*What this task involves*.
Check every line of the entries for the string "doesn" and return the ones that contain it.

╔══

PR #1377, opened 2026-03-18
fix: --continue uses last logged conversation id

### LINKED ISSUE #1140: `llm --continue` does not use the last logged conversation id
```bash
➜ llm logs list | grep conversation
# 2025-05-30T11:22:47    conversation: foo
# 2025-05-30T11:31:28    conversation: foo
# 2025-05-31T12:57:12    conversation: bar
```

Here, the first two (or rather 3rd and 2nd last) conversations were done with `llm --continue --conversation foo`. However, the last prompt I only ran `llm --continue` and that seems to have used a conversation id (and model) from another prompt (or at least logged a wrong conversation id and model)

Is this intended behavior and I'm misunderstanding how `--continue` should be used?

BillionClaw:
Fixes #1140.

When using `--continue` without specifying a conversation ID, the code was ordering conversations by `id desc` which doesn't reflect the chronological order of activity. Conversation IDs are user-defined strings (like "foo", "bar") and not timestamps.

This fix queries the responses table ordered by `datetime_utc` to find the conversation with the most recent activity, which is the expected behavior for continuing the last conversation.

The change:
- Queries `responses` instead of `conversations`
- Orders by `datetime_utc desc` instead of `id desc`
- Gets `conversation_id` from the most recent response

### DIFF
--- a/llm/cli.py
+++ b/llm/cli.py
@@ -1251,9 +1251,10 @@ def load_conversation(
     migrate(db)
     if conversation_id is None:
         # Return the most recent conversation, or None if there are none
-        matches = list(db["conversations"].rows_where(order_by="id desc", limit=1))
+        # Find the conversation with the most recent response
+        matches = list(db["responses"].rows_where(order_by="datetime_utc desc", limit=1))
         if matches:
-            conversation_id = matches[0]["id"]
+            conversation_id = matches[0]["conversation_id"]
         else:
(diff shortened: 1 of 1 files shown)


lgx0319:
Friendly bump -- this PR has been open for a while. Happy to make any changes if needed, or close it if no longer relevant.

PR #1378, opened 2026-03-19
Markdown streaming and color rendering & Debug Logging

gastonmorixe:
## HTTP debugging + streaming markdown output

This branch adds two things I've been wanting for a while: 
1. proper HTTP request/response **logging** across all providers, and 
2. real-time byte-by-byte **colored** markdown output that actually streams.

[asciicast](https://asciinema.org/a/852066)

[asciicast](https://asciinema.org/a/856121)

### HTTP debugging

`LLM_HTTP_DEBUG=1` now gives you a nice view of what's going over the wire — requests, headers, connection details, response status — with color-coded sections per provider (OpenAI green, httpcore gray, etc.). Useful when you're trying to figure out why a model is behaving weird or checking what parameters are actually being sent.

The TUI uses minimal open-ended sections (no closed boxes that break on terminal resize) with clear `▼ Stream` / `✓ Response Complete` markers so the model output doesn't get lost in the debug noise.

### `--color` / `-C` flag

```
llm "explain rust vs c with code" --color
llm "explain rust vs c with code" | mdstream
```

Both do the same thing — render the streaming output with:
- Headings stripped of `#` markers, rainbow-colored by level, H1/H2 get underlines
- Syntax-highlighted code blocks (Pygments/Monokai) with line numbers and language-colored labels
- Inline formatting (bold, italic, code spans, links)
- 4-space left padding (configurable via `MDSTREAM_PADDING`)

The key design choice: tokens stream to the terminal raw as they arrive (so you get that instant character-by-character feel), then when a newline completes a line, it gets erased and replaced with the rendered version. You get both fast streaming UX and pretty final output — no buffering entire blocks like glow/mdriver do.

`mdstream` also works standalone as a pipe: `cat README.md | mdstream`

### What changed from the old `--render` approach

The previous `--render` flag buffered the entire response, cleared the screen, then piped through glow/bat. That meant you'd watch raw text stream, then it would flash into rendered output at the end. Not great UX. The new approach renders line-by-line as the stream happens. Removed the old `--render` flag, `_render_output()`, and `subprocess` dependency.

### Tests

507 pass (19 old render tests removed, no new test failures).

[asciicast](https://asciinema.org/a/852066)

[asciicast](https://asciinema.org/a/852068)


tests/test_cli_web_search.py
```diff
@@ -0,0 +1,31 @@
...
+                "echo",
+                "-T",
+                "web_search",
+                json.dumps({"tool_calls": [{"name": "web_search", "arguments": {"query": "test cli"}}]}),
+            ],
+        )
+        
+        assert result.exit_code == 0
+        assert "Title: CLI Result" in result.output
+        assert "URL: http://cli.example.com" in result.output
```
gastonmorixe:
```suggestion
```

tests/test_plugins.py
```diff
@@ -699,6 +732,8 @@ def after_call(tool, tool_call, tool_result):
             "  Returns the current time, as local time and UTC\n\n"
             "llm_version() -> str (plugin: llm.default_plugins.default_tools)\n\n"
             "  Return the installed version of llm\n\n"
+            "web_search(query: str) -> str (plugin: llm.default_plugins.default_tools)\n\n"
+            "  Perform a web search using DuckDuckGo\n\n"
```
gastonmorixe:
```suggestion
```

gastonmorixe (commented):
TODOS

╚══

*Task solution*.
When using `--continue` without specifying a conversation ID, the code was ordering conversations by `id desc` which doesn't reflect the chronological order of activity. Conversation IDs are user-defined strings (like "foo", "bar") and not timestamps.
The TUI uses minimal open-ended sections (no closed boxes that break on terminal resize) with clear `▼ Stream` / `✓ Response Complete` markers so the model output doesn't get lost in the debug noise.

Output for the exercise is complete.